• Problem details: Return the lines below exactly, from the first one through the line that has "pass flagged that". Leave out everything after it.

• Extracted entries:
•••••
PR #978, opened 2026-07-01
chore: fix VersionInfoProvider bugs, drop stale RegFree.targets entry, thin opsx prompts

johnml1135:
This branch pulls three unrelated fixes out of #964 (the Avalonia migration
branch), where they had been bundled in by mistake: a set of
`VersionInfoProvider` bugs (frozen copyright year, wrong assembly
resolution, a placeholder leak into the About box, and a `FormatException`
out of a property getter), a stale build-file reference to
a retired COM class, and 11 `.github/prompts/opsx-*.prompt.md` files
rewritten to delegate to their matching `.claude/skills/openspec-*` skill
instead of repeating the same instructions inline.

The obvious question for a three-in-one bundle like this is why it isn't
three PRs -- it's the size of the diff that argues against splitting further,
not the relatedness of the changes: each piece is small, self-contained, and
independently testable, and none of them are Avalonia-migration-specific, so
keeping #964 scoped to the migration mattered more than keeping this cleanup
maximally atomic. This has already been through one review round: a prior
pass flagged that the retired-COM-class cleanup only covered
`RegFree.targets` and missed `BuildInclude.targets`/`mkall.targets`; that gap
is now closed (verified below), and #989, the PR that would have collided
with the `RegFree.targets` line, was closed as a duplicate.

**Where to look**

- `VersionInfoProvider.cs` -- the bug fixes, pinned by 6 new tests in
  `VersionInfoProviderTests.cs` that link the real generated
  `CommonAssemblyInfo.cs`, so they exercise the shipped attribute shapes
  rather than a fake.
  - `MajorVersion` previously printed the literal placeholder
    `MAJOR.MINOR STABILITY` (and a trailing space) when the informational
    version had fewer parts than expected. It could not throw -- the
    placeholder array was always length 5 -- so this is a display bug, not
    a robustness fix.
  - `ParseInformationalVersion` separately *could* throw:
    `Convert.ToInt32(versionParts[1])` raises `FormatException` on a
    non-numeric second token, out of a property getter the splash screen
    and About box both read. Now `int.TryParse`, matching the idiom
    already used by `BaseBuildNumber` in the same file.
- `Build/mkall.targets` -- the one remaining stale `ManagedVwWindow` CLSID
  exclusion. `main` still carries this entry at `Build/mkall.targets:46`;
  after this branch, `ManagedVwWindow` appears in no `*.targets` file.
- `.github/prompts/opsx-*.prompt.md` (11 files) -- each now delegates to its
  matching `.claude/skills/openspec-*/SKILL.md`; every target skill
  directory was confirmed to exist.

**Deliberately not here**

- `kDefaultCopyrightString`/`kSensitiveCopyrightString` moved from `const`
  to `static readonly` (needed to compute the year at runtime) is a
  binary-compat change for any out-of-repo consumer that inlined the old
  `const` -- confirmed no in-repo caller does.
- The sensitive-mode copyright strip
  (`.Replace("SIL International", string.Empty)`) is literal, not
  pattern-based: fine against today's fixed template, but would leak a
  future suffix (e.g. a city name) into "sensitive" output. Flagged in
  review, left as a documented trade-off rather than churning the diff
  further.

Extracted from #964, not stacked on it. Rebased onto `main` today (58
commits behind). `./build.ps1` and
`./test.ps1 -TestProject "Src/Common/FwUtils/FwUtilsTests" -TestFilter "VersionInfoProviderTests"`
both clean on the rebased tree: `Test Run Successful. Total tests: 6`.

---

<details>

This PR went through a real review round before this rebase: a prior pass
found a MEDIUM issue (the `ManagedVwWindow.dll` cleanup was incomplete) and
two LOW nits, and a follow-up commit fixed the MEDIUM one. That follow-up
commit's SHA (and the original bug-finding commit's SHA) are cited in the
PR's older comments but are no longer reachable history after this rebase
-- trust the grep in "Where to look" above over the old SHAs, which is why
this description states the fix as a verified-in-tree fact rather than a
commit reference.

</details>

<details>

**Why `RegFree.targets` shows no diff against `main`.** The original version
of this branch removed a stale `ManagedVwWindow.dll` entry from
`Build/RegFree.targets`. A separate PR (#989) touched the same line
independently; #989 was closed as a duplicate once this branch's fix was
confirmed to cover the same ground, and by the time this branch was rebased
onto the current `main`, that line's content already matched -- so the
rebase folded it to a no-op automatically. Nothing was lost; there is
simply nothing left to show.

**Why the MEDIUM issue needed a second commit.** The first pass only edited
`RegFree.targets`, whose `ManagedVwWindow.dll` fallback entry is gated by
`Condition="'@(ManagedComAssemblies)' == ''"`. `FieldWorks.exe` never hit
that fallback: `Src/Common/FieldWorks/BuildInclude.targets` populated
`ManagedComAssemblies` explicitly, with its own `ManagedVwWindow.dll` entry,
so the main executable kept emitting a "Could not find file" warning
regardless of the `RegFree.targets` edit. The follow-up removed that
`BuildInclude.targets` entry and the matching stale CLSID exclusion in
`Build/mkall.targets`.

**Why the two LOW nits were left alone.** Both are pre-existing-pattern
trade-offs rather than bugs introduced by this branch: the `const` ->
`static readonly` change is required to compute the copyright year at
runtime, and a repo-wide grep confirmed no consumer depends on it being a
compile-time constant. The literal-string copyright strip matches the
current fixed template exactly; making it pattern-based would be defending
against a template change that has not happened, at the cost of a more
fragile regex today.

</details>

<details>

- `./build.ps1` succeeds on the rebased branch.
- `./test.ps1 -TestProject "Src/Common/FwUtils/FwUtilsTests" -TestFilter
  "VersionInfoProviderTests"` -- `Test Run Successful. Total tests: 6`,
  covering the copyright-year, assembly-resolution, and trailing-whitespace
  fixes.
- `git grep ManagedVwWindow origin/main -- '*.targets'` returns
  `Build/mkall.targets:46`; the same grep on this branch returns nothing.
  The deletion is doing real work.
- Every `.github/prompts/opsx-*.prompt.md` file's target skill name resolves
  to an existing `.claude/skills/openspec-*/` directory (checked all 11).

</details>

- - -
This change is [Reviewable](https://reviewable.io/reviews/sillsdev/FieldWorks/978)


jasonleenaylor (commented):
Looks good, Devin noted that ManagedVwWindow.dll was removed from RegFree.targets defaults but is still present in FieldWorks.exe BuildInclude.targets

> @jasonleenaylor reviewed 14 files and all commit messages, and made 1 comment.
> *[Reviewable](https://reviewable.io/reviews/sillsdev/FieldWorks/978#-:-OwZ_t6J-dCOkk-qVJf7:b-nj3kv9)* status: <span>:shipit:</span> complete! all files reviewed, all discussions resolved (waiting on johnml1135).

johnml1135:
## Code review (automated deep review, verified against the code)

Overall: **the core VersionInfoProvider bug fixes are correct and well-tested** — verified each against the real generated attribute shapes (`ApplicationVersion` now reads `m_assembly` rather than always the entry assembly; the trailing-space leak from the empty `$FWBETAVERSION` case is fixed by the `IsNullOrWhiteSpace` guard; `MajorVersion` no longer emits `"9.3 STABILITY"`/`"9.3 "`; copyright years are computed at runtime). The new `VersionInfoProviderTests` link the real `CommonAssemblyInfo.cs`, so they exercise the shipped attribute shapes. The 11 opsx stubs delegate to skill names that all map to existing `.claude/skills/openspec-*/` dirs. Nice.

A few points:

### MEDIUM — the RegFree cleanup is only half-done, and overlaps PR #989
This PR removes `ManagedVwWindow.dll` from `Build/RegFree.targets`, but that entry sits in the fallback `ItemGroup` gated by `Condition="'@(ManagedComAssemblies)' == ''"`. For **FieldWorks.exe** the list is populated explicitly in `Src/Common/FieldWorks/BuildInclude.targets:10` (which still contains `<ManagedComAssemblies Include="$(OutDir)ManagedVwWindow.dll" />`), so the fallback never applied to the main executable — it will keep emitting the `Could not find file ...ManagedVwWindow.dll` warning. The `retire-linux-era-view-shims` change (task 5.1, marked done) names **both** files; only `RegFree.targets` was done. Suggest also removing `BuildInclude.targets:10` (and the stale CLSID-exclusion comment at `Build/mkall.targets:46`).

Also note: **this RegFree.targets edit is the same line PR #989 removes** (there it's replaced with an explanatory comment). The two PRs will conflict / one becomes a no-op — worth deciding which one carries the RegFree change and dropping it from the other. The removal *is* genuinely useful for LCMBrowser/GenerateHCConfig/UnicodeCharEditor/ComManifestTestHost, which hit the fallback path.

### LOW / nit — `const` → `static readonly` is a (minor) binary-compat change
`VersionInfoProvider.cs:23-28`: `kDefaultCopyrightString`/`kSensitiveCopyrightString` are `public` and moved from `const` to `static readonly`. Necessary to compute the year at runtime, and I confirmed the only in-repo references are within `VersionInfoProvider` + the new test (no const-context/attribute/`case` usages), so it's safe here. Flagging only for public-API hygiene — an out-of-repo consumer that inlined the old const would need a recompile.

### LOW — sensitive-mode copyright strip is literal
`VersionInfoProvider.cs:305`: `copyRight.Replace("SIL International", string.Empty).TrimEnd()`. Strips cleanly against today's fixed template (`Copyright (c) 2002-$YEAR SIL International`), but brittle if that string ever gains a trailing suffix (e.g. `, Dallas`), which would leak into "sensitive" output. Future fragility only.

### Process note
The test-plan checkboxes (`build.ps1`, `test.ps1 FwUtilsTests`) are still unchecked, so passing tests aren't yet evidenced in the description.

johnml1135:
Fixed the MEDIUM issue in 5b964370d: removed the remaining `ManagedVwWindow.dll` entry from `BuildInclude.targets` (which pre-populates `ManagedComAssemblies` for `FieldWorks.exe`, bypassing the `RegFree.targets` fallback) and the matching stale CLSID exclusion in `mkall.targets`. The RegFree.targets overlap with #989 is moot now — #989 was closed as a duplicate.

Leaving the two LOW nits (const→static readonly, literal copyright strip) as documented trade-offs rather than churning the diff further; flag if you'd like those addressed too.

jasonleenaylor (changes requested):
The three `VersionInfoProvider` fixes are right and the tests pin them against the
real generated attributes rather than a fake, which is the correct instinct. Three
things to clear before this merges.

**1. Drop the `AGENTS.md` hunk.**

`main` already carries an equivalent bullet at `AGENTS.md:15` ("Commit messages must
pass `gitlint` ... See `.claude/skills/commit-messages/SKILL.md`"), and the context
line this hunk anchors on has since become `- Build with `.\build.ps1 -CommentHygiene``.
As it stands the hunk is a guaranteed conflict and redundant once resolved.

**2. Comment hygiene.**

Three added `//` blocks exceed the 200-character cap in
`.claude/skills/fieldworks-code-commenting/SKILL.md`, and none of the regions reach
the McCabe 11+ threshold that would earn the 600-character exemption:

- `VersionInfoProvider.cs` `MajorVersion` — 241 chars
- `VersionInfoProvider.cs` `ApplicationVersion` — 204 chars
- `VersionInfoProvider.cs` `CopyrightString` — 213 chars

Four more trip banned content categories:

- `kDefaultCopyrightString` doc: "Computed so it can never ship frozen at the year
  somebody last edited this file" — who last edited the file is repo history, not the
  member's contract. The contract is "current year".
- `VersionInfoProviderTests.cs`: "they were once hardcoded \"2002-2021\" and shipped
  stale for years" — absence narration.
- `CopyrightString`: "in EITHER mode" only parses against the old code, and "we don't
  have to update the splash screen each year" names a caller. The second half is
  inherited text, but this block is being rewritten anyway.
- `ApplicationVersion_ReportsTheProvidersAssembly_NotTheEntryAssembly`: the trailing
  "must report THAT assembly's version" restates the method name. The first half
  ("under a test runner the entry assembly is testhost") is the part worth keeping.

For contrast, the `FWBETAVERSION` comment in `ParseInformationalVersion` is the model:
147 characters, states a fact the code cannot show, survives reimplementation.

`build.ps1 -CommentHygiene` will fail on the three over-cap blocks.

**3. Re-read the PR body against what the diff still does.**

The body will land in history, and two claims in it no longer hold:

- The Evidence section says grepping for `ManagedVwWindow` "returns nothing, in any
  `*.targets` file, on this branch or on `main`." On `main` at `17cdfba35`,
  `git grep ManagedVwWindow` returns `Build/mkall.targets:46`. True of the branch,
  false of `main` — which matters in your favour, since it means that deletion is
  still doing real work rather than being the no-op the sentence implies.

- The defensive-parsing framing overstates the diff. `MajorVersion` could not throw
  before: the placeholder array was always length 5, so the old failure mode was
  printing literal `MAJOR.MINOR STABILITY` in the About box, not a crash. Meanwhile
  the one line that can actually throw is untouched —
  `ParseInformationalVersion`: `int date = Convert.ToInt32(versionParts[1]);`. An
  informational version whose second token is not an integer throws `FormatException`
  out of a property getter the splash screen and About box call, one case label away
  from the whitespace guard you did add. Either switch it to `int.TryParse` or narrow
  the body's wording so the claim matches the change — your call which.

johnml1135:
All three points taken, and the third one changed the diff rather than just the
prose. Rebased onto `main` (was 34 behind); the review-response changes are in a
single commit on top so you can diff just that.

**1. `AGENTS.md` hunk -- dropped.**

You were right that it was both redundant and the conflict. `main`'s bullet is a
strict superset of mine (it adds the workflow path, the blank-line rule, the
heredoc note, and the skill pointer), and my hunk anchored on
`- Build with `.\build.ps1`.`, which is now
`- Build with `.\build.ps1 -CommentHygiene``. The commit that added it is gone
from the branch, and the follow-up ASCII-punctuation commit that touched the same
lines was resolved to `main`'s file. `AGENTS.md` no longer appears in the diff and
the PR is no longer CONFLICTING.

**2. Comment hygiene -- fixed, and the gate now passes.**

I measured the three you flagged and got 241 / 214 / 204, matching your numbers.
All three are rewritten, along with the four banned-content ones:

- `MajorVersion` 241 -> 151. Drops "index defensively" (see point 3).
- `CopyrightString` 214 -> 73. Drops "in EITHER mode" and the splash-screen
  caller reference.
- `ApplicationVersion` 204 -> 80. Drops the `InternalProductVersion` collaborator
  naming.
- `kDefaultCopyrightString` doc: "somebody last edited this file" was repo history,
  as you said. Now states the contract: a fallback, through the current year, for
  an assembly with no copyright attribute.
- Test: "they were once hardcoded 2002-2021 and shipped stale for years" deleted
  outright -- absence narration with nothing left over once removed.
- Test: the trailing "must report THAT assembly's version" restated the method
  name; kept only the testhost half, which is the part that isn't obvious.

`build.ps1 -CommentHygiene` reports `comment-hygiene: clean` on the branch. It
also auto-rewrapped two of my rewritten lines, which are included in the commit.

**3. Body claims -- both corrected, and you were right about which way the
`ManagedVwWindow` one cuts.**

`git grep ManagedVwWindow origin/main -- '*.targets'` does return
`Build/mkall.targets:46`. The body now says exactly that, and says the same grep
on this branch returns nothing, so the deletion is doing real work instead of
reading as a no-op. Thanks -- that sentence was undercutting my own change.

On the parsing framing: you're right that old `MajorVersion` could not throw. The
placeholder array was always length 5, so `versionParts[4]` was always in range,
and the failure mode was printing the literal `MAJOR.MINOR STABILITY` into the
About box. So "non-defensive parsing" was the wrong noun for it -- it's a
placeholder leak, and the body now calls it that.

You offered a choice on `Convert.ToInt32(versionParts[1])` and I took the fix
rather than the reword. It's a real `FormatException` out of a property getter the
splash screen and About box both read, it's one case label away from the guard I
did add, and `BaseBuildNumber` seventy lines up in the same file already uses
`int.TryParse` -- so the guard is the local idiom, not a new pattern. Now:

```cs
// A non-numeric token here would otherwise throw out of a property getter
// that the splash screen and About box read.
int.TryParse(versionParts[1], out var date);
if (date > 0)
```

`date` stays 0 on a parse failure, which the existing `if (date > 0)` already
treats as "no date", so the fallback path is unchanged. The body now lists this as
a fourth fix rather than folding it into the third.

Src/Common/FwUtils/VersionInfoProvider.cs
```diff
@@ -219,12 +225,17 @@ private static void ParseInformationalVersion(Assembly assembly, out string prod
...
+					// informational version; don't let it leak into the parsed display strings.
+					if (!string.IsNullOrWhiteSpace(versionParts[2]))
+						productType = " " + versionParts[2].Trim();
 					goto case 2;
 				}
 				case 2:
 				{
-					int date = Convert.ToInt32(versionParts[1]);
+					// A non-numeric token here would otherwise throw out of a property getter
+					// that the splash screen and About box read.
```
jasonleenaylor, line 237: Item 2 asked you to drop consumer references, and you dropped both of the ones I named -- this is a third, added with the guard. It's a weaker case than the others, since it justifies the `TryParse` rather than describing a member's contract in its own summary, and the guard exists because I asked for it. Flagging only so the pattern doesn't creep back: the reason the guard matters is that a throw escapes a property getter, which stands without naming who calls it.

jasonleenaylor (approved):
Everything from the first round is addressed, and item 3 went further than I asked.

The rebase resolved the conflict, and `AGENTS.md` is out of the diff entirely rather than reworked -- which was the right call, since `main`'s bullet is a strict superset.

On item 3, I said the body wording or `int.TryParse` was your choice. You did both: `Convert.ToInt32(versionParts[1])` is now guarded, which fixes the one line that could actually throw, and the body reframes the `MajorVersion` bug as a placeholder leak rather than non-defensive parsing. The `ManagedVwWindow` sentence now says the grep hits `mkall.targets:46` on `main` and nothing here, so the deletion reads as doing work instead of undercutting itself.

On item 2, I ran `Build/Agent/comment-hygiene.ps1 -BaseRef b8f546358` rather than measuring by eye: `comment-hygiene: clean`. The longest comment line the PR adds is 86 characters, and `kDefaultCopyrightString` now states its contract instead of the file's edit history.

One nit inline, not worth another round.

jasonleenaylor (approved):
> @jasonleenaylor reviewed 7 files and all commit messages.
> *[Reviewable](https://reviewable.io/reviews/sillsdev/FieldWorks/978)* status: <span>:shipit:</span> complete! all files reviewed, all discussions resolved (waiting on johnml1135).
•••••
• Task output:
PR #978, opened 2026-07-01
chore: fix VersionInfoProvider bugs, drop stale RegFree.targets entry, thin opsx prompts

johnml1135:
This branch pulls three unrelated fixes out of #964 (the Avalonia migration
branch), where they had been bundled in by mistake: a set of
`VersionInfoProvider` bugs (frozen copyright year, wrong assembly
resolution, a placeholder leak into the About box, and a `FormatException`
out of a property getter), a stale build-file reference to
a retired COM class, and 11 `.github/prompts/opsx-*.prompt.md` files
rewritten to delegate to their matching `.claude/skills/openspec-*` skill
instead of repeating the same instructions inline.

The obvious question for a three-in-one bundle like this is why it isn't
three PRs -- it's the size of the diff that argues against splitting further,
not the relatedness of the changes: each piece is small, self-contained, and
independently testable, and none of them are Avalonia-migration-specific, so
keeping #964 scoped to the migration mattered more than keeping this cleanup
maximally atomic. This has already been through one review round: a prior
pass flagged that the retired-COM-class cleanup only covered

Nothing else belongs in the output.